> _Records shown_:
---+---

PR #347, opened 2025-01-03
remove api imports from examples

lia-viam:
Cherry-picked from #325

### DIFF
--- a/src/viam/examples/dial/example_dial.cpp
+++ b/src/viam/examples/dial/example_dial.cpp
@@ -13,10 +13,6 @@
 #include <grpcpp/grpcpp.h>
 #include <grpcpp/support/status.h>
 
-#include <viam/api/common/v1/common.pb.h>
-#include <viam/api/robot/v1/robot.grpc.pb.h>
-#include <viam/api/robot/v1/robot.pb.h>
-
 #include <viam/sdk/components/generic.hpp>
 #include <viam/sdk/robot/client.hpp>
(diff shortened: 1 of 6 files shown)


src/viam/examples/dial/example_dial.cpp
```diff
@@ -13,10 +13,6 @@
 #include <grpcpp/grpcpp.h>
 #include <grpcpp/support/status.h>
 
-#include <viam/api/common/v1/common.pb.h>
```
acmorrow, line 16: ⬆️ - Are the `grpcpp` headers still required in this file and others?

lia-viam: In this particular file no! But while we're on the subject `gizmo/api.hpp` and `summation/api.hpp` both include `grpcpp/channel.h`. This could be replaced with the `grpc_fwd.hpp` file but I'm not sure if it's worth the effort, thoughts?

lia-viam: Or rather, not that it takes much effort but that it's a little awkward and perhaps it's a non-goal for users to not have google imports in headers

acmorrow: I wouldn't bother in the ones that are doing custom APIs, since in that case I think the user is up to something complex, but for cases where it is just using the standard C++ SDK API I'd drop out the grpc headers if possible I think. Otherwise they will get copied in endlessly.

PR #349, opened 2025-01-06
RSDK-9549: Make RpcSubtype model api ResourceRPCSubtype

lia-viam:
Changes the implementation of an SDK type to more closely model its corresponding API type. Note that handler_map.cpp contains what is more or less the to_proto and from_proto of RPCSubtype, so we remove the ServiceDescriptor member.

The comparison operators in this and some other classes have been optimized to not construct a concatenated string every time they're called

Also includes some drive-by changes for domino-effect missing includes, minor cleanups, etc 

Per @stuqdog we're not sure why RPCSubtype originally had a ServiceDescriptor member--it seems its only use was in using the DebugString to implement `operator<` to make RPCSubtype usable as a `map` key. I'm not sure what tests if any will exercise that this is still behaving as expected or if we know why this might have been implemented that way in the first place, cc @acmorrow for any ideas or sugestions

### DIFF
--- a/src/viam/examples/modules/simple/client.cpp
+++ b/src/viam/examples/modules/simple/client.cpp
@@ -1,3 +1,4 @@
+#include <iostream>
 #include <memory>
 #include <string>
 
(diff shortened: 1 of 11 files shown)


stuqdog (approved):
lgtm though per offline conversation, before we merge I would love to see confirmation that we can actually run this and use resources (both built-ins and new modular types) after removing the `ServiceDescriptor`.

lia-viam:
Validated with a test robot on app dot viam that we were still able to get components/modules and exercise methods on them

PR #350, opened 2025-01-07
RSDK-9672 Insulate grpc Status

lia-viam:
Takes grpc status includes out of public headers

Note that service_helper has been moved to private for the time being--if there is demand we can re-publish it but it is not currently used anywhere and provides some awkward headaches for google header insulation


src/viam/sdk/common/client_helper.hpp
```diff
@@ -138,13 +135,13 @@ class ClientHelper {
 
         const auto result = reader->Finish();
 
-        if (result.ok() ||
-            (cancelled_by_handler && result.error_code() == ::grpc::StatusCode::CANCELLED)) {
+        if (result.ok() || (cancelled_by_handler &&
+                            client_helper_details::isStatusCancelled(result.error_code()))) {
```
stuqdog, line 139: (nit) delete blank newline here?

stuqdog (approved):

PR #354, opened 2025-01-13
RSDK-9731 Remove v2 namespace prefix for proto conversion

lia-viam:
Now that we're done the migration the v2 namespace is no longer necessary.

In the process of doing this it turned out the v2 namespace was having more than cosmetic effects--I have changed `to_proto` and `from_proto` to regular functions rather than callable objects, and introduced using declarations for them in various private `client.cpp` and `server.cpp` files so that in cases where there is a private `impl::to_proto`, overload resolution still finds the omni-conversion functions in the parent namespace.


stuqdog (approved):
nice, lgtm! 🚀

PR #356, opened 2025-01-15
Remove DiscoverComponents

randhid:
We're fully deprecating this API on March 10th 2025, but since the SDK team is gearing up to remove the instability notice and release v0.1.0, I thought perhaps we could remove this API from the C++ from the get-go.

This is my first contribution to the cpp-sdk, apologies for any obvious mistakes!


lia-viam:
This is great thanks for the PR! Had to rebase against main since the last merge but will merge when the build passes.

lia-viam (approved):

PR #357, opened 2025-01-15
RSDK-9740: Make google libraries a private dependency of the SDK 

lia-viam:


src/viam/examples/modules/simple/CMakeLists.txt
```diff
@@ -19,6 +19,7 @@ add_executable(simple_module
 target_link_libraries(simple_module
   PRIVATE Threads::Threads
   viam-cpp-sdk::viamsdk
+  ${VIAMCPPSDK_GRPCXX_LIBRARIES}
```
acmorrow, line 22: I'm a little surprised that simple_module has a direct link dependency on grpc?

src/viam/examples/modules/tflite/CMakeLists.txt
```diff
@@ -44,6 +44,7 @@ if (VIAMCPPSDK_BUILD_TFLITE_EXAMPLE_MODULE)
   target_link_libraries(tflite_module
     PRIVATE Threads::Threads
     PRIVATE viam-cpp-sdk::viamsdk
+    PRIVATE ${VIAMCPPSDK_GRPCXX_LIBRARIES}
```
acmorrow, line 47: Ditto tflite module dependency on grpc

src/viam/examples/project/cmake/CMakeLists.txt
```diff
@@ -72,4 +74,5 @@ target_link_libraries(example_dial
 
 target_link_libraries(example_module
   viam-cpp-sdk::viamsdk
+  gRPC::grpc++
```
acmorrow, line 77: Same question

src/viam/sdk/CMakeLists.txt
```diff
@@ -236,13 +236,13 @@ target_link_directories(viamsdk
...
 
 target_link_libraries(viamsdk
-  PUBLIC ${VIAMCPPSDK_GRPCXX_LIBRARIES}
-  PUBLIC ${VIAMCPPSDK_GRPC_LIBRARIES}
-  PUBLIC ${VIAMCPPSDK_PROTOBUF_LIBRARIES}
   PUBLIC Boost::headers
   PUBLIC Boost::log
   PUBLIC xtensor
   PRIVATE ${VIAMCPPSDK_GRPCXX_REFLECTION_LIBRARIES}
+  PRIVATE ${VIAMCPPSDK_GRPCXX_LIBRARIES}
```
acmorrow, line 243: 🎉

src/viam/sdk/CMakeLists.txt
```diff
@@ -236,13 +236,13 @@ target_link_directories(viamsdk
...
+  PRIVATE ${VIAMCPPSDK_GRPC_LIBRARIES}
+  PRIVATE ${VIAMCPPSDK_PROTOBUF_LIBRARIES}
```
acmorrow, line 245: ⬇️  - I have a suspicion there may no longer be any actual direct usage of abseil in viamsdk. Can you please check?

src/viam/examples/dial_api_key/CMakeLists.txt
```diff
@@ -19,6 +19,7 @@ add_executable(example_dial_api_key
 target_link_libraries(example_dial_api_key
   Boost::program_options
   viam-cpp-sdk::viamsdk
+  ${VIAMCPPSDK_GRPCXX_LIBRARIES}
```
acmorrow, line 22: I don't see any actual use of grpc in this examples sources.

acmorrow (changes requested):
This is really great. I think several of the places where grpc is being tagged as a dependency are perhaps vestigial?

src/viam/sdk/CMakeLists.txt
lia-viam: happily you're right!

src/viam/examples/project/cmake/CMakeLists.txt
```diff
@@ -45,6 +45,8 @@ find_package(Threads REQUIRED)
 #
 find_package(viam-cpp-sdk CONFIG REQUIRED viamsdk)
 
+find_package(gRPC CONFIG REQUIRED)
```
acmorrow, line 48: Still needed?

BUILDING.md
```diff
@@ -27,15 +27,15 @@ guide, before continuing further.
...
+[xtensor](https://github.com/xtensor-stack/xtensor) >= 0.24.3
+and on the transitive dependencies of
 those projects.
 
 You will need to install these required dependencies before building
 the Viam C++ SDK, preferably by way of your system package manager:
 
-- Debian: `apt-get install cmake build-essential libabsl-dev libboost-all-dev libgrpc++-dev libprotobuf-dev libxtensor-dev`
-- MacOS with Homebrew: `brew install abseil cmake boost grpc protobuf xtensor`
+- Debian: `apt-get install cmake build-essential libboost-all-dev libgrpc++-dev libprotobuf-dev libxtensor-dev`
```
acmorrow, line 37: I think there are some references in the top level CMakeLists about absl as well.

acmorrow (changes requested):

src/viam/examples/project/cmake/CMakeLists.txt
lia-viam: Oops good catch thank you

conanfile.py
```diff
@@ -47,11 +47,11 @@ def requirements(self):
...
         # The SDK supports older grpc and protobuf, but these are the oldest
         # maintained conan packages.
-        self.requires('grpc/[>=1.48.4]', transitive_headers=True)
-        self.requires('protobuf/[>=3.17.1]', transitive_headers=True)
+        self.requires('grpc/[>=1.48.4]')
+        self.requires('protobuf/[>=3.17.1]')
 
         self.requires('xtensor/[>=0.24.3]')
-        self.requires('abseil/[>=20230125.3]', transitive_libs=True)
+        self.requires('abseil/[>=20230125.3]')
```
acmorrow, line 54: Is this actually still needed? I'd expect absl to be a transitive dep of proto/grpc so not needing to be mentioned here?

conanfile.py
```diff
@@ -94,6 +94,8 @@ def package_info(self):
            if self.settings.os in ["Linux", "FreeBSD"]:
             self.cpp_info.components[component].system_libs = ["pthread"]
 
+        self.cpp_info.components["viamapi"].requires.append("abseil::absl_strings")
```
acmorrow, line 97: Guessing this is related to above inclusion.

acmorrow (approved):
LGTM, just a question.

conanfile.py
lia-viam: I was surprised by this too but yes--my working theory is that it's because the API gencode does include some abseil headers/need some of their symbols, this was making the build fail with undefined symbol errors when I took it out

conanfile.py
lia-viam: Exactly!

---+---

> _Prompt_: Repeat the material exactly. Begin with its first line and end with the line that has "lia-viam: Or rather, not".

> _Answer to this problem_:
PR #347, opened 2025-01-03
remove api imports from examples

lia-viam:
Cherry-picked from #325

### DIFF
--- a/src/viam/examples/dial/example_dial.cpp
+++ b/src/viam/examples/dial/example_dial.cpp
@@ -13,10 +13,6 @@
 #include <grpcpp/grpcpp.h>
 #include <grpcpp/support/status.h>
 
-#include <viam/api/common/v1/common.pb.h>
-#include <viam/api/robot/v1/robot.grpc.pb.h>
-#include <viam/api/robot/v1/robot.pb.h>
-
 #include <viam/sdk/components/generic.hpp>
 #include <viam/sdk/robot/client.hpp>
(diff shortened: 1 of 6 files shown)


src/viam/examples/dial/example_dial.cpp
```diff
@@ -13,10 +13,6 @@
 #include <grpcpp/grpcpp.h>
 #include <grpcpp/support/status.h>
 
-#include <viam/api/common/v1/common.pb.h>
```
acmorrow, line 16: ⬆️ - Are the `grpcpp` headers still required in this file and others?

lia-viam: In this particular file no! But while we're on the subject `gizmo/api.hpp` and `summation/api.hpp` both include `grpcpp/channel.h`. This could be replaced with the `grpc_fwd.hpp` file but I'm not sure if it's worth the effort, thoughts?

lia-viam: Or rather, not that it takes much effort but that it's a little awkward and perhaps it's a non-goal for users to not have google imports in headers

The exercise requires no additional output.